#### Instructions to follow:
Extract, from the records beneath this instruction, each line that contains the word "CMakeLists".

(Data items)
PR #2047, opened 2022-08-30
kernel: Refactor SELF loader to remove dependency on ELFIO

CreepNT:
Removes dependency on the external library ELFIO, only used in the SELF loader.
The refactored loader performs many more sanity checks on the input file and is aware of more SCE ELF specifics. This notably fixes `Unknown segment type 0x6FFFFF0x` in Ratchet & Clank and probably other games.
Some changes are commented out as TODO/FIXME because they require broader changes but are not critical.

### DIFF
--- a/.gitmodules
+++ b/.gitmodules
@@ -17,9 +17,6 @@
 [submodule "external/dlmalloc"]
 	path = external/dlmalloc
 	url = https://github.com/Vita3K/dlmalloc
-[submodule "external/elfio"]
-	path = external/elfio
-	url = https://github.com/serge1/ELFIO
 [submodule "external/ffmpeg"]
 	path = external/ffmpeg
 	url = https://github.com/Vita3K/ffmpeg-core.git
--- a/external/CMakeLists.txt
+++ b/external/CMakeLists.txt
@@ -49,7 +49,6 @@ endif()
 add_library(printf INTERFACE)
 target_include_directories(printf INTERFACE "${CMAKE_CURRENT_SOURCE_DIR}/printf")
 
-add_subdirectory(elfio)
 
 add_subdirectory(fmt)
 add_library(fmt::fmt ALIAS fmt)
--- a/vita3k/interface.cpp
+++ b/vita3k/interface.cpp
@@ -495,6 +495,8 @@ static ExitCode load_app_impl(Ptr<const void> &entry_point, EmuEnvState &emuenv,
         emuenv.kernel.export_nids.emplace(var.nid, addr);
     }
 
+    //FIXME: The application EBOOT should be the first module ever loaded in the address space!
+
     // Load pre-loaded libraries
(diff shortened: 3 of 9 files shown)


EXtremeExploit:
oh man i really love this changes, hopefully no more critical errors when booting any game at all, all segments would be exported as expected even the special ones like sce version and such. I do wonder tho if you are gonna do something about the TODOs you left, some look somewhat easy enough to do if you are familiar with this part of the code, which seems you are, is it gonna be a draft or once format check is fixed it is ready for merge?

CreepNT:
@EXtremeExploit 
> oh man i really love this changes, hopefully no more critical errors when booting any game at all, all segments would be exported as expected even the special ones like sce version and such. I do wonder tho if you are gonna do something about the TODOs you left, some look somewhat easy enough to do if you are familiar with this part of the code, which seems you are, is it gonna be a draft or once format check is fixed it is ready for merge?

The TL;DR is that either they're minor changes that probably won't improve compatibility but require some RE or a huge rework and I'd rather ship as-is in a mostly-functional-with-a-little-polish-needed than waste hours in RE for very little (if any) gain.

In more details:
1. `FIXME: The application EBOOT should be the first module ever loaded in the address space!` (and its counterpart `TODO: when the virtual process bringup is fixed, uncomment this`) require to rework the whole SELF loading process (most importantly: decouple loading from linking, as `SceKernelModulemgr` links when a module is *started*, not when it is *loaded*). This means touching lots of stuff in `kernel`, and since there are other areas of it I want to work on first (i.e. unified UID/object system) which would probably require rewriting at least a part of the loader+linker, so I'd rather postpone until `kernel` is "more stable".
1. `TODO: use raw I/O from path when io becomes less bad`: I hate the fact that load_self is given a path only to print it, but the `io` module is in a... questionable state, and needs a good refresh too imo. I previously discussed my vision for how it could be improved on Discord. This comment is mostly a reminder to make `io` suck less.
1. `TODO: is OSABI always 0?`, `TODO: is ABI_VERSION always 0?`, `TODO: this may be important and require being loaded` and `TODO: possible values for p_flags`: Needs some Modulemgr RE to check how the SCE loader reacts to those conditions. The latter *might* break C++ exceptions since that's what EXIDX is used for (along with EXTAB) but old Modulemgr straight up ignores the segment and newer one may, too; again, just a reminder there's a little RE to be done so we can polish the fine details.

Zangetsu38 (approved):

Macdu (approved):

.gitmodules
```diff
@@ -95,4 +92,4 @@
 	url = https://github.com/wolfpld/tracy.git
 [submodule "external/nativefiledialog-extended"]
 	path = external/nativefiledialog-extended
-	url = https://github.com/btzy/nativefiledialog-extended.git
+	url = https://github.com/btzy/nativefiledialog-extended.git
```
Zangetsu38, line 95: fail here :D

CreepNT: 💀

Zangetsu38 (approved):

PR #2048, opened 2022-08-31
external: remove rpcs3 bitfields

EXtremeExploit:
we were only using the rpcs3 for SceGxmProgramParameter, c++ has bitfield support, its better to use native c++ bitfield than include an external dependency just for a single bitfield when the other bitfields already use the native version of this. Needs some testing to make sure it is right


EXtremeExploit:
done, also changed uint16 to uint8 since the width of the number is 4 bits anyways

#### Task solution:
--- a/external/CMakeLists.txt
+++ b/external/CMakeLists.txt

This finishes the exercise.